=== Begin Enclosure ===
PR #397, opened 2025-02-05
feat: patch job metadata endpoint

### LINKED ISSUE #162: Add routes for JobStateUpdateHandler

ryuwd:
Todo:
- [x] Write `PATCH /metadata`
- [x] Tests
  - [x] test patching attributes and parameters
  - [x] test getting job status history in `/search`

Closes #162

### DIFF
--- a/diracx-logic/src/diracx/logic/jobs/query.py
+++ b/diracx-logic/src/diracx/logic/jobs/query.py
@@ -40,7 +40,10 @@ async def search(
     if query_logging_info := ("LoggingInfo" in (body.parameters or [])):
         if body.parameters:
             body.parameters.remove("LoggingInfo")
-        body.parameters = ["JobID"] + (body.parameters or [])
+            if not body.parameters:
+                body.parameters = None
+            else:
+                body.parameters = ["JobID"] + (body.parameters or [])
 
     # TODO: Apply all the job policy stuff properly using user_info
     if not config.Operations["Defaults"].Services.JobMonitoring.GlobalJobsInfo:
--- a/diracx-logic/src/diracx/logic/jobs/status.py
+++ b/diracx-logic/src/diracx/logic/jobs/status.py
@@ -486,7 +486,7 @@ async def set_job_parameters_or_attributes(
 ):
     """Set job parameters or attributes for a list of jobs."""
     possible_attribute_columns = [
-        name.lower() for name in _get_columns(Jobs.__table__, None)
+        col.name.lower() for col in _get_columns(Jobs.__table__, None)
     ]
 
     attr_updates = {}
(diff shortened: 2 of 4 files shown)


diracx-routers/src/diracx/routers/jobs/status.py
```diff
@@ -135,3 +138,43 @@ async def reschedule_bulk_jobs(
...
+        # else set elastic parameters DB
+        param_updates[job_id] = {
+            pname: pvalue
+            for pname, pvalue in metadata.items()
+            if pname.lower() not in possible_attribute_columns
+        }
+    # bulk set job attributes
+    await job_db.set_job_attributes_bulk(attr_updates)
+
+    # TODO: can we upsert to multiple documents?
```
chrisburr, line 174: Can you open an issue for this?

diracx-api/src/diracx/api/jobs.py
```diff
@@ -30,8 +30,8 @@ async def create_sandbox(paths: list[Path], *, client: DiracClient) -> str:
     The returned value is the PFN of the sandbox in the storage backend and can
     be used to submit jobs.
     """
-    with tempfile.TemporaryFile(mode="w+b") as tar_fh:
-        with tarfile.open(fileobj=tar_fh, mode=f"w|{SANDBOX_COMPRESSION}") as tf:
+    with tempfile.TemporaryFile(mode="w+b") as tar_fh:  # type: ignore
+        with tarfile.open(fileobj=tar_fh, mode=f"w|{SANDBOX_COMPRESSION}") as tf:  # type: ignore
```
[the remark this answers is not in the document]
chaen: yes, I'll finish my PR tomorrow and then you can just rebase

diracx-routers/src/diracx/routers/jobs/status.py
ryuwd: #401

ryuwd:
Rebased and ready to go

ryuwd:
@aldbr LGTM, please go ahead

diracx-logic/src/diracx/logic/jobs/query.py
```diff
@@ -40,7 +40,10 @@ async def search(
     if query_logging_info := ("LoggingInfo" in (body.parameters or [])):
         if body.parameters:
             body.parameters.remove("LoggingInfo")
-        body.parameters = ["JobID"] + (body.parameters or [])
+            if not body.parameters:
+                body.parameters = None
```
fstagni, line 44: Looks like an impossible thing to happen

diracx-logic/src/diracx/logic/jobs/status.py
```diff
@@ -474,3 +476,41 @@ async def remove_jobs_from_task_queue(
...
+
+async def set_job_parameters_or_attributes(
+    updates: dict[int, dict[str, Any]],
+    job_db: JobDB,
+    job_parameters_db: JobParametersDB,
+):
+    """Set job parameters or attributes for a list of jobs."""
+    possible_attribute_columns = [
+        col.name.lower() for col in _get_columns(Jobs.__table__, None)
+    ]
```
fstagni, line 489: Is this (`lower()` of all column names) and the subsequent check needed? Can't we compare without lowering?

diracx-logic/src/diracx/logic/jobs/query.py
ryuwd: This in essence forces `body.parameters` to `None` if removing `LoggingInfo` leaves an empty list, hence making it as if the default set of parameters (in addition to the logging info) are the ones should be queried when calling `job_db.search`. I ran into an unfortunate edge case in getting the unit tests to pass and this is what I came up with.

ryuwd: The default parameter set includes `JobID` and a bunch of other things, but if you don't keep this then you end up with `body.parameters = ["JobID"]` only

diracx-logic/src/diracx/logic/jobs/status.py
ryuwd: I'm inclined to agree. I just wonder what would happen if somebody passed a case-sensitive un-matching attribute column that then gets registered in the JobParameterDB instead instead of throwing an error. Maybe we should throw an exception if the case-sensitive vs. insensitive matches don't line up

fstagni: I see, nothing is perfect. Do as you feel.

ryuwd: done

ryuwd:
I think this is good to go now. Thanks for the help @aldbr @fstagni !

fstagni (approved):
=== End Enclosure ===
Task instructions »
Make a verbatim copy of every entry shown above.

Completed task »
PR #397, opened 2025-02-05
feat: patch job metadata endpoint

### LINKED ISSUE #162: Add routes for JobStateUpdateHandler

ryuwd:
Todo:
- [x] Write `PATCH /metadata`
- [x] Tests
  - [x] test patching attributes and parameters
  - [x] test getting job status history in `/search`

Closes #162

### DIFF
--- a/diracx-logic/src/diracx/logic/jobs/query.py
+++ b/diracx-logic/src/diracx/logic/jobs/query.py
@@ -40,7 +40,10 @@ async def search(
     if query_logging_info := ("LoggingInfo" in (body.parameters or [])):
         if body.parameters:
             body.parameters.remove("LoggingInfo")
-        body.parameters = ["JobID"] + (body.parameters or [])
+            if not body.parameters:
+                body.parameters = None
+            else:
+                body.parameters = ["JobID"] + (body.parameters or [])
 
     # TODO: Apply all the job policy stuff properly using user_info
     if not config.Operations["Defaults"].Services.JobMonitoring.GlobalJobsInfo:
--- a/diracx-logic/src/diracx/logic/jobs/status.py
+++ b/diracx-logic/src/diracx/logic/jobs/status.py
@@ -486,7 +486,7 @@ async def set_job_parameters_or_attributes(
 ):
     """Set job parameters or attributes for a list of jobs."""
     possible_attribute_columns = [
-        name.lower() for name in _get_columns(Jobs.__table__, None)
+        col.name.lower() for col in _get_columns(Jobs.__table__, None)
     ]
 
     attr_updates = {}
(diff shortened: 2 of 4 files shown)


diracx-routers/src/diracx/routers/jobs/status.py
```diff
@@ -135,3 +138,43 @@ async def reschedule_bulk_jobs(
...
+        # else set elastic parameters DB
+        param_updates[job_id] = {
+            pname: pvalue
+            for pname, pvalue in metadata.items()
+            if pname.lower() not in possible_attribute_columns
+        }
+    # bulk set job attributes
+    await job_db.set_job_attributes_bulk(attr_updates)
+
+    # TODO: can we upsert to multiple documents?
```
chrisburr, line 174: Can you open an issue for this?

diracx-api/src/diracx/api/jobs.py
```diff
@@ -30,8 +30,8 @@ async def create_sandbox(paths: list[Path], *, client: DiracClient) -> str:
     The returned value is the PFN of the sandbox in the storage backend and can
     be used to submit jobs.
     """
-    with tempfile.TemporaryFile(mode="w+b") as tar_fh:
-        with tarfile.open(fileobj=tar_fh, mode=f"w|{SANDBOX_COMPRESSION}") as tf:
+    with tempfile.TemporaryFile(mode="w+b") as tar_fh:  # type: ignore
+        with tarfile.open(fileobj=tar_fh, mode=f"w|{SANDBOX_COMPRESSION}") as tf:  # type: ignore
```
[the remark this answers is not in the document]
chaen: yes, I'll finish my PR tomorrow and then you can just rebase

diracx-routers/src/diracx/routers/jobs/status.py
ryuwd: #401

ryuwd:
Rebased and ready to go

ryuwd:
@aldbr LGTM, please go ahead

diracx-logic/src/diracx/logic/jobs/query.py
```diff
@@ -40,7 +40,10 @@ async def search(
     if query_logging_info := ("LoggingInfo" in (body.parameters or [])):
         if body.parameters:
             body.parameters.remove("LoggingInfo")
-        body.parameters = ["JobID"] + (body.parameters or [])
+            if not body.parameters:
+                body.parameters = None
```
fstagni, line 44: Looks like an impossible thing to happen

diracx-logic/src/diracx/logic/jobs/status.py
```diff
@@ -474,3 +476,41 @@ async def remove_jobs_from_task_queue(
...
+
+async def set_job_parameters_or_attributes(
+    updates: dict[int, dict[str, Any]],
+    job_db: JobDB,
+    job_parameters_db: JobParametersDB,
+):
+    """Set job parameters or attributes for a list of jobs."""
+    possible_attribute_columns = [
+        col.name.lower() for col in _get_columns(Jobs.__table__, None)
+    ]
```
fstagni, line 489: Is this (`lower()` of all column names) and the subsequent check needed? Can't we compare without lowering?

diracx-logic/src/diracx/logic/jobs/query.py
ryuwd: This in essence forces `body.parameters` to `None` if removing `LoggingInfo` leaves an empty list, hence making it as if the default set of parameters (in addition to the logging info) are the ones should be queried when calling `job_db.search`. I ran into an unfortunate edge case in getting the unit tests to pass and this is what I came up with.

ryuwd: The default parameter set includes `JobID` and a bunch of other things, but if you don't keep this then you end up with `body.parameters = ["JobID"]` only

diracx-logic/src/diracx/logic/jobs/status.py
ryuwd: I'm inclined to agree. I just wonder what would happen if somebody passed a case-sensitive un-matching attribute column that then gets registered in the JobParameterDB instead instead of throwing an error. Maybe we should throw an exception if the case-sensitive vs. insensitive matches don't line up

fstagni: I see, nothing is perfect. Do as you feel.

ryuwd: done

ryuwd:
I think this is good to go now. Thanks for the help @aldbr @fstagni !

fstagni (approved):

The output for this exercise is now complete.